This is similar to the Attention Map option of the DreamArtist extension, it is only for embeddings, not for HN. Did you look at that?

Shondoit · 2023-01-15T14:51:38Z

This is similar to the Attention Map option of the DreamArtist extension, it is only for embeddings, not for HN. Did you look at that?

I have not, but I will check it out. Thanks for the reference.

FurkanGozukara · 2023-01-16T13:51:52Z

With the default way what learn rate do you suggest to teach a face? @Shondoit

Shondoit · 2023-01-16T15:45:55Z

Currently there's no consensus. I've found the default (0.005) to be good enough.

mykeehu · 2023-01-16T16:20:46Z

With the default way what learn rate do you suggest to teach a face? @Shondoit

This is the latest video on the subject, worth watching:
https://www.youtube.com/watch?v=2ityl_dNRNw

FurkanGozukara · 2023-01-16T17:25:07Z

@mykeehu in that video how to determine number of vectors is still not explained. he gives some numbers but no backing up how he did come up with those numbers. i really need to understand how vectors are utilized.

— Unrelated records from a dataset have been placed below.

PR #1974, opened 2017-02-27
STORM-2038: Disable symlinks with a config option

revans2:
This is built on top of #1972 but I have not ported it to other branches yet, so I would like to keep the two separate.  Once reviews are done on this version I will port it to 1.x and 1.0.x (as it apparently is a real pain for windows users)

### DIFF
--- a/conf/defaults.yaml
+++ b/conf/defaults.yaml
@@ -58,6 +58,7 @@ storm.codedistributor.class: "org.apache.storm.codedistributor.LocalFileSystemCo
 storm.workers.artifacts.dir: "workers-artifacts"
 storm.health.check.dir: "healthchecks"
 storm.health.check.timeout.ms: 5000
+storm.disable.symlinks: false
 
 ### nimbus.* configs are for the master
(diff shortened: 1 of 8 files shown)


HeartSaVioR:
Applied the option and submit topology to remote cluster.
No symbolic link created. (`find . -type l` on storm root doesn't show any.)

+1

@revans2 Great work. Could you resolve conflict? And please create pull requests for 1.x and 1.0.x.

revans2:
@HeartSaVioR I have rebased the changes to remove the conflict (it was just in the documentation).  I'll start working on backporting it.

ptgoetz:
+1 @revans2 Was #1972 cherry-picked to the 1.x and 1.0.x branches?

revans2:
@ptgoetz yes #1972 was a clean cherry pick so I pulled it into 1.x and 1.0.x.  This is not so I have #2014 and #2015.

The only real changes for them is that I had to translate the code in Nimbus.java to clojure and modify the many getOrDefault calls to be java 7 compatible.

also he used image descriptions but when training those prompts are not even used lol :)

mykeehu · 2023-01-16T17:38:36Z

In TI training, we use an average of 5 images per vector. You can set up more vectors, in which case the embedding will be stronger. We have talked a lot about the details in this and this thread.
Keywords are extracted from the original thing, so you have something to compare what the system still sees in the image to. So you can type the keywords in the prompt afterwards, but what's not there is remembered by the training.

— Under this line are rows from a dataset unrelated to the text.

PR #1975, opened 2017-02-28
STORM-2386 Fail-back Blob deletion also fails in BlobSynchronizer.syncBlobs (1.x)

HeartSaVioR:
Please refer [STORM-2386](https://issues.apache.org/jira/browse/STORM-2386) for more details.

I'll submit patches for master soon. If we need to port back to 1.0.x as well, it should be easy to cherry-pick.


HeartSaVioR:
For master branch: #1976

harshach:
+1

PR #1976, opened 2017-02-28
STORM-2386 Fail-back Blob deletion also fails in BlobSynchronizer.syncBlobs

HeartSaVioR:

FurkanGozukara · 2023-01-16T17:46:11Z

In TI training, we use an average of 5 images per vector. You can set up more vectors, in which case the embedding will be stronger. We have talked a lot about the details in this and this thread. Keywords are extracted from the original thing, so you have something to compare what the system still sees in the image to. So you can type the keywords in the prompt afterwards, but what's not there is remembered by the training.

it shows last used prompt. in my case it didnt read the image captions generated by pre processing. it just used image name and the model name can you verify that?

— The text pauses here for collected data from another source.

PR #1978, opened 2017-02-28
STORM-2387 Handle tick tuples properly for Bolts in external modules

HeartSaVioR:
* also remove ack for tick tuples since it's not necessary

I also fixed some mixing indentations. We should introduce code style soon.

For 1.x branch: #1979

### DIFF
--- a/external/storm-druid/src/main/java/org/apache/storm/druid/bolt/DruidBeamBolt.java
+++ b/external/storm-druid/src/main/java/org/apache/storm/druid/bolt/DruidBeamBolt.java
@@ -26,9 +26,11 @@ import org.apache.storm.task.OutputCollector;
 import org.apache.storm.task.TopologyContext;
 import org.apache.storm.topology.OutputFieldsDeclarer;
 import org.apache.storm.topology.base.BaseRichBolt;
+import org.apache.storm.topology.base.BaseTickTupleAwareRichBolt;
 import org.apache.storm.tuple.Fields;
 import org.apache.storm.tuple.Tuple;
 import org.apache.storm.tuple.Values;
+import org.apache.storm.utils.TupleUtils;
 import org.slf4j.Logger;
 import org.slf4j.LoggerFactory;
 
@@ -47,7 +49,7 @@ import java.util.Map;
  * <p/>
  *
  */
-public class DruidBeamBolt<E> extends BaseRichBolt {
+public class DruidBeamBolt<E> extends BaseTickTupleAwareRichBolt {
     private static final Logger LOG = LoggerFactory.getLogger(DruidBeamBolt.class);
 
     private volatile  OutputCollector collector;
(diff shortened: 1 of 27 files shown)


external/storm-druid/src/main/java/org/apache/storm/druid/bolt/DruidBeamBolt.java
```diff
@@ -76,30 +77,33 @@ public void prepare(Map stormConf, TopologyContext context, OutputCollector coll
 
     @Override
     public void execute(final Tuple tuple) {
-      Future future = tranquilizer.send((druidEventMapper.getEvent(tuple)));
-        LOG.debug("Sent tuple : [{}]" , tuple);
+        if (TupleUtils.isTick(tuple)) {
```
satishd: Most of these connector bolts extend `BaseRichBolt`. It may be good to have a class extending BaseRichBolt and handle ticktuples. This class can be used across other connector bolts instead of handling them in respective connector's base classes.

```
// you can have better class name if found any
public class BaseRichBoltWithTickTuples extends BaseRichBolt {
  @Override
  public void execute(final Tuple tuple) {
    if(TupleUtils.isTick(tuple)) {
      onTickTuple(tuple);
    } else {
      process(tuple);
    }
  }

  protected void onTickTuple(final Tuple tuple) {
  }

}

```

dossett: @satishd I agree in principle.  I once experimented with that approach and what I found difficult was declaring the `throws` for each of those methods since bolts can generate all sorts of exceptions.

+1

priyank5485: I agree with @satishd  Right now, onTickTuple method is in abstract base classes of different connectors and not even used. Taking Satish's approach is a little more work since we will have to change the bolts that actually process the tick tuples to separate out onProcess and onTickTuple logic. But i think its worth. @dossett I did not exactly get the problem with exceptions. Can't we have a catch all and rethrow as a RuntimeException?

HeartSaVioR: @satishd 
Make sense.
About class name I don't see good name for that. I thought `TickTupleAwareBaseRichBolt` inspired of Spring but the naming `~Aware` is actually used for interfaces. 
If we would want to make it public API (instead of using internally), it needs to have better class name.

@dossett 
`execute()` also doesn't have `throws` definitions. If we follow @satishd  `execute()` implementation, `execute()` doesn't care about exceptions and it's up to  subclasses.
So handling exceptions for two separated methods (`onTickTuple()` and `process()`) could happen, but it doesn't hurt. It just makes some duplicate codes.

Do you have other considerations or point of view?

satishd: @HeartSaVioR I am fine with `TickTupleAwareBaseRichBolt` unless a better name is found.

HeartSaVioR:
@satishd @priyank5485 Applied review comments.

satishd:
@HeartSaVioR +1 LGTM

Shondoit · 2023-01-16T19:17:31Z

@mykeehu

In TI training, we use an average of 5 images per vector. You can set up more vectors, in which case the embedding will be stronger.

This rule of thumb doesn't make sense at all. If you have 10 picture or 1000 pictures, if they're all of the same subject, we want it to learn the same result.
It makes more sense to say 1 vector per subject complexity. I.e., a complex subject might need an extra vector, or an extra subject might need 2x the vectors.
Keep in mind that "Emma Watson" consists of just 2 vectors and is trained on multiple thousands of images.

More training steps per image in the dataset does make sense though, cause it needs more time to come to a consensus.

FurkanGozukara · 2023-01-16T19:34:42Z

@mykeehu

In TI training, we use an average of 5 images per vector. You can set up more vectors, in which case the embedding will be stronger.

This rule of thumb doesn't make sense at all. If you have 10 picture or 1000 pictures, if they're all of the same subject, we want it to learn the same result. It makes more sense to say 1 vector per subject complexity. I.e., a complex subject might need an extra vector, or an extra subject might need 2x the vectors. Keep in mind that "Emma Watson" consists of just 2 vectors and is trained on multiple thousands of images.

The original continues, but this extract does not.